This past quarter, I had the opportunity to take a class entitled “Functional Programming”, which I thought would be in Haskell, but ended up being in Elm–you know, that trendy new functional language that was built as a thesis project in 2012 and compiles to HTML, CSS, and JavaScript.

At the end of the class, I ended up with this Monte Carlo pi approximator, this interactive introduction to Fourier transforms, and this Fourier transform game that I don’t recommend trying unless you have a very good knowledge of common FTs and a very steady hand. The latter two of these are built on a very barebones graphing library that I had to write myself (that I hope to polish up a bit soon and put on GitHub).

I also left the class with some opinions on Elm, which I figured I’d write down somewhere.

The Good

  • Elm forces you to be organized when you write code. This, for me, was probably the biggest positive aspect of developing with Elm; writing in a functional language and letting the compiler take care of the JavaScript means that you’re writing code with minimal side effects, working with strict types and immutable values. The state is all kept in one place and is built directly from well-defined inputs and mutation of a fixed initial state. As a result, runtime errors are far, far more infrequent in Elm that JavaScript.

  • Functional programming is fun. Seriously, slapping together some maps and foldrs to solve a problem is like a puzzle; it’s a totally different way of thinking than imperative programming, and can be refreshing.

  • Some parts of Elm are especially elegant, like creating layouts.

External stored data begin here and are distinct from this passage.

PR #1539, opened 2018-03-28
fix commcare-cloud-bootstrap env

dannyroberts:
just keeping things up to date with recent changes

### DIFF
--- a/ansible/roles/commcarehq/templates/supervisor_pillowtop.conf.j2
+++ b/ansible/roles/commcarehq/templates/supervisor_pillowtop.conf.j2
@@ -1,4 +1,4 @@
-{% for pillow_name, params in app_processes_config.pillows.get(inventory_hostname).items() %}
+{% for pillow_name, params in app_processes_config.pillows.get(inventory_hostname, {}).items() %}
 {% for num_process in range(params.get('start_process', 0), params.get('start_process', 0) + params.get('num_processes', 1)) %}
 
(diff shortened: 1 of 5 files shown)


ansible/roles/commcarehq/templates/supervisor_pillowtop.conf.j2
```diff
@@ -1,4 +1,4 @@
-{% for pillow_name, params in app_processes_config.pillows.get(inventory_hostname).items() %}
+{% for pillow_name, params in app_processes_config.pillows.get(inventory_hostname, {}).items() %}
```
emord: bootstrapping doesn't have any pillows? seems like that would be a broken installation

dannyroberts: Oh, well no I noticed this when solving the problem in the other commit. I think we should either do this or do `app_processes_config.pillows[inventory_hostname]`; if figured you were going for lenient when you wrote this so I went in that direction, but I'm fine going more explicitly strict as well.

emord: oh. yeah. that makes sense. I don't know why I used `.get` at all now. I did go through a lot of iteration on that other PR so it's possible I added it to fix a bug, but it's no longer necessary.

I generally prefer to fail fast and hard

dannyroberts: Okay, I'll make this small change on this PR and then merge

The way Elm handles HTML and CSS is nicer than I expected; someone once mentionted an Elm demo to me where someone vertically centered a div with a single line of Elm, to thunderous applause. (Whether this is a poor reflection on the current state of CSS/HTML, rather than a triumph of Elm, is a valid question.)

The Parts I Wasn’t Impressed With

  • It can, at times, feel like overkill. I ended up writing most of the Fourier introduction above in HTML/CSS, and just embedding the Elm widgets; since the basic layout is so straightforward and done easily in HTML and CSS, creating it functionally in Elm (especially with the somewhat clumsy styling in pure Elm) seemed like a pointless and arduous exercise (the game, though, is almost entirely pure Elm).

  • It doesn’t have typeclasses. Pardon my momentary, wistful gaze at Haskell.

  • Pure Elm can be very slow, and not-pure Elm feels to me like cheating. In Elm, state is built up from an initial state over time–conceptually, current state is computed by re-executing all past computations, although the compiler obviously optimizes this. However, Elm can still be much slower than standard hand-written HTML/CSS/JS, especially where graphics involving a lot of elements are involved. Libraries like the elm-html library attempt to solve this problem, but at some points I did find myself wondering where the marginal benefit to using Elm was as I found myself building each individual HTML element, setting attributes, etc. exactly as I would with normal HTML/CSS.

Overall

On the whole, Elm was fun and different, if not particularly challenging (if you already have some functional programming experience). Would I recommend you try to build a heavy-duty web application with it? No, probably not. At least, not yet. If you enjoy functional programming, you should definitely play around with it, though; there’s something really compelling and elegant about functional reactive programming, even if I’m not yet entirely convinced I’d want to use it to build any larger, more complex applications.